Task objective
Your answer should be a faithful copy of the entire listing.

<<<<

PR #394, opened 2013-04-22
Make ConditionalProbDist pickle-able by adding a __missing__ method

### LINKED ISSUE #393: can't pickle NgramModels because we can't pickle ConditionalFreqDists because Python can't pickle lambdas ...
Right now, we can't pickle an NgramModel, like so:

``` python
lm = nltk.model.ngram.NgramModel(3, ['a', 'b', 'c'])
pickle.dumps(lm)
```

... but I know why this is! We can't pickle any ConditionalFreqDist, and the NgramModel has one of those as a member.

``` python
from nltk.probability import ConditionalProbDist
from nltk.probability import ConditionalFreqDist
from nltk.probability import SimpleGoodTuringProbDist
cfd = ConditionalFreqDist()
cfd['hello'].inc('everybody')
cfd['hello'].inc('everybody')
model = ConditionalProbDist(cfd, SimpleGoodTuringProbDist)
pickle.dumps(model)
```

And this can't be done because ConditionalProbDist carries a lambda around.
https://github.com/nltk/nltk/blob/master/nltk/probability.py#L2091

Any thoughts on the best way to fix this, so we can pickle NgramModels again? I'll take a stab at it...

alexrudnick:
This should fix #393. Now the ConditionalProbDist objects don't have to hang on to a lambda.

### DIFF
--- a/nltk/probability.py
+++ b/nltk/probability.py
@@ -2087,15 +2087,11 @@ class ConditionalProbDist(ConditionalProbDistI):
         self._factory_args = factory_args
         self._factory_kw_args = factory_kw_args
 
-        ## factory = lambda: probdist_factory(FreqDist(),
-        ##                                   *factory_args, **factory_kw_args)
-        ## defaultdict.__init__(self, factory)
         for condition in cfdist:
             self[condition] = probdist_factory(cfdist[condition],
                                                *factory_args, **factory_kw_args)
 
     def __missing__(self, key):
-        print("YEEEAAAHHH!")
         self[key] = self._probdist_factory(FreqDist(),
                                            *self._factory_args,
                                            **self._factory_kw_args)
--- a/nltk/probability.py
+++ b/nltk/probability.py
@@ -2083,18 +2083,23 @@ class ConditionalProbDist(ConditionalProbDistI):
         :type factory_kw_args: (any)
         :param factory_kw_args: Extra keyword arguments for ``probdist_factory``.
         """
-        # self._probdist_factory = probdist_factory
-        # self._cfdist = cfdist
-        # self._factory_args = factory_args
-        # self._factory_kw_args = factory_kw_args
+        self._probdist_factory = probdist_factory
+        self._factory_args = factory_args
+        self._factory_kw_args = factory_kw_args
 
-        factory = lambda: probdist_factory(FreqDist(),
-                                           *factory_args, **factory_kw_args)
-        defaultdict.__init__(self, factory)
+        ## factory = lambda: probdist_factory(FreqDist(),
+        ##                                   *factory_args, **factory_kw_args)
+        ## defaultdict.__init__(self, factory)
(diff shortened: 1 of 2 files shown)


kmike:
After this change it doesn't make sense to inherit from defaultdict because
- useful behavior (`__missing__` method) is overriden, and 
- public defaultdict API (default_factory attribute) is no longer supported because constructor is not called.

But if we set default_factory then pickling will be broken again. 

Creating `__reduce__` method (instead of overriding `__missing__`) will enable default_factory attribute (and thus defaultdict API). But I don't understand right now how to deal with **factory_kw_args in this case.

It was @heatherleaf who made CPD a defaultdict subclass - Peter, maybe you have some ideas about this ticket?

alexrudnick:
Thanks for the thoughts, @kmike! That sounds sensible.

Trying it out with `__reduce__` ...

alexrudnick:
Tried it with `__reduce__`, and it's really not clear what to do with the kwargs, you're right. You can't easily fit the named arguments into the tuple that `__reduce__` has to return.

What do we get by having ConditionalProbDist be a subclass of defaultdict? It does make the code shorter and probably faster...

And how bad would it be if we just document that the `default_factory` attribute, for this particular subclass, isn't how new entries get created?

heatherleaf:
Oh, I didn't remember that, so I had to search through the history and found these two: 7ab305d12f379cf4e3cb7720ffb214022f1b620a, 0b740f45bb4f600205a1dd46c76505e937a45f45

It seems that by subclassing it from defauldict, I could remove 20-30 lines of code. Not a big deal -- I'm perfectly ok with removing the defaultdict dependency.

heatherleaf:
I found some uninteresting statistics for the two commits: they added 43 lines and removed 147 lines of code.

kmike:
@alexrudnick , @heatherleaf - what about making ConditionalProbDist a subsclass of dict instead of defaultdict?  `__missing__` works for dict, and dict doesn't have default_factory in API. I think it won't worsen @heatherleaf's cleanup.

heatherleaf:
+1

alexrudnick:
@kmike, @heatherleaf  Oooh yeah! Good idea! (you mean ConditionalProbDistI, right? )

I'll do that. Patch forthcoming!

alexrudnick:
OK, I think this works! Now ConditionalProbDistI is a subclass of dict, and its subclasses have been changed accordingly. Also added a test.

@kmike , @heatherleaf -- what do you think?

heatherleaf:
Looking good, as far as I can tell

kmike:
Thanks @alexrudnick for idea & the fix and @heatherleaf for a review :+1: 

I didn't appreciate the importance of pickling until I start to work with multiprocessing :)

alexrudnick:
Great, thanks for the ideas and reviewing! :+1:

>>>>

Answer space
PR #394, opened 2013-04-22
Make ConditionalProbDist pickle-able by adding a __missing__ method

### LINKED ISSUE #393: can't pickle NgramModels because we can't pickle ConditionalFreqDists because Python can't pickle lambdas ...
Right now, we can't pickle an NgramModel, like so:

``` python
lm = nltk.model.ngram.NgramModel(3, ['a', 'b', 'c'])
pickle.dumps(lm)
```

... but I know why this is! We can't pickle any ConditionalFreqDist, and the NgramModel has one of those as a member.

``` python
from nltk.probability import ConditionalProbDist
from nltk.probability import ConditionalFreqDist
from nltk.probability import SimpleGoodTuringProbDist
cfd = ConditionalFreqDist()
cfd['hello'].inc('everybody')
cfd['hello'].inc('everybody')
model = ConditionalProbDist(cfd, SimpleGoodTuringProbDist)
pickle.dumps(model)
```

And this can't be done because ConditionalProbDist carries a lambda around.
https://github.com/nltk/nltk/blob/master/nltk/probability.py#L2091

Any thoughts on the best way to fix this, so we can pickle NgramModels again? I'll take a stab at it...

alexrudnick:
This should fix #393. Now the ConditionalProbDist objects don't have to hang on to a lambda.

### DIFF
--- a/nltk/probability.py
+++ b/nltk/probability.py
@@ -2087,15 +2087,11 @@ class ConditionalProbDist(ConditionalProbDistI):
         self._factory_args = factory_args
         self._factory_kw_args = factory_kw_args
 
-        ## factory = lambda: probdist_factory(FreqDist(),
-        ##                                   *factory_args, **factory_kw_args)
-        ## defaultdict.__init__(self, factory)
         for condition in cfdist:
             self[condition] = probdist_factory(cfdist[condition],
                                                *factory_args, **factory_kw_args)
 
     def __missing__(self, key):
-        print("YEEEAAAHHH!")
         self[key] = self._probdist_factory(FreqDist(),
                                            *self._factory_args,
                                            **self._factory_kw_args)
--- a/nltk/probability.py
+++ b/nltk/probability.py
@@ -2083,18 +2083,23 @@ class ConditionalProbDist(ConditionalProbDistI):
         :type factory_kw_args: (any)
         :param factory_kw_args: Extra keyword arguments for ``probdist_factory``.
         """
-        # self._probdist_factory = probdist_factory
-        # self._cfdist = cfdist
-        # self._factory_args = factory_args
-        # self._factory_kw_args = factory_kw_args
+        self._probdist_factory = probdist_factory
+        self._factory_args = factory_args
+        self._factory_kw_args = factory_kw_args
 
-        factory = lambda: probdist_factory(FreqDist(),
-                                           *factory_args, **factory_kw_args)
-        defaultdict.__init__(self, factory)
+        ## factory = lambda: probdist_factory(FreqDist(),
+        ##                                   *factory_args, **factory_kw_args)
+        ## defaultdict.__init__(self, factory)
(diff shortened: 1 of 2 files shown)


kmike:
After this change it doesn't make sense to inherit from defaultdict because
- useful behavior (`__missing__` method) is overriden, and 
- public defaultdict API (default_factory attribute) is no longer supported because constructor is not called.

But if we set default_factory then pickling will be broken again. 

Creating `__reduce__` method (instead of overriding `__missing__`) will enable default_factory attribute (and thus defaultdict API). But I don't understand right now how to deal with **factory_kw_args in this case.

It was @heatherleaf who made CPD a defaultdict subclass - Peter, maybe you have some ideas about this ticket?

alexrudnick:
Thanks for the thoughts, @kmike! That sounds sensible.

Trying it out with `__reduce__` ...

alexrudnick:
Tried it with `__reduce__`, and it's really not clear what to do with the kwargs, you're right. You can't easily fit the named arguments into the tuple that `__reduce__` has to return.

What do we get by having ConditionalProbDist be a subclass of defaultdict? It does make the code shorter and probably faster...

And how bad would it be if we just document that the `default_factory` attribute, for this particular subclass, isn't how new entries get created?

heatherleaf:
Oh, I didn't remember that, so I had to search through the history and found these two: 7ab305d12f379cf4e3cb7720ffb214022f1b620a, 0b740f45bb4f600205a1dd46c76505e937a45f45

It seems that by subclassing it from defauldict, I could remove 20-30 lines of code. Not a big deal -- I'm perfectly ok with removing the defaultdict dependency.

heatherleaf:
I found some uninteresting statistics for the two commits: they added 43 lines and removed 147 lines of code.

kmike:
@alexrudnick , @heatherleaf - what about making ConditionalProbDist a subsclass of dict instead of defaultdict?  `__missing__` works for dict, and dict doesn't have default_factory in API. I think it won't worsen @heatherleaf's cleanup.

heatherleaf:
+1

alexrudnick:
@kmike, @heatherleaf  Oooh yeah! Good idea! (you mean ConditionalProbDistI, right? )

I'll do that. Patch forthcoming!

alexrudnick:
OK, I think this works! Now ConditionalProbDistI is a subclass of dict, and its subclasses have been changed accordingly. Also added a test.

@kmike , @heatherleaf -- what do you think?

heatherleaf:
Looking good, as far as I can tell

kmike:
Thanks @alexrudnick for idea & the fix and @heatherleaf for a review :+1: 

I didn't appreciate the importance of pickling until I start to work with multiprocessing :)

alexrudnick:
Great, thanks for the ideas and reviewing! :+1:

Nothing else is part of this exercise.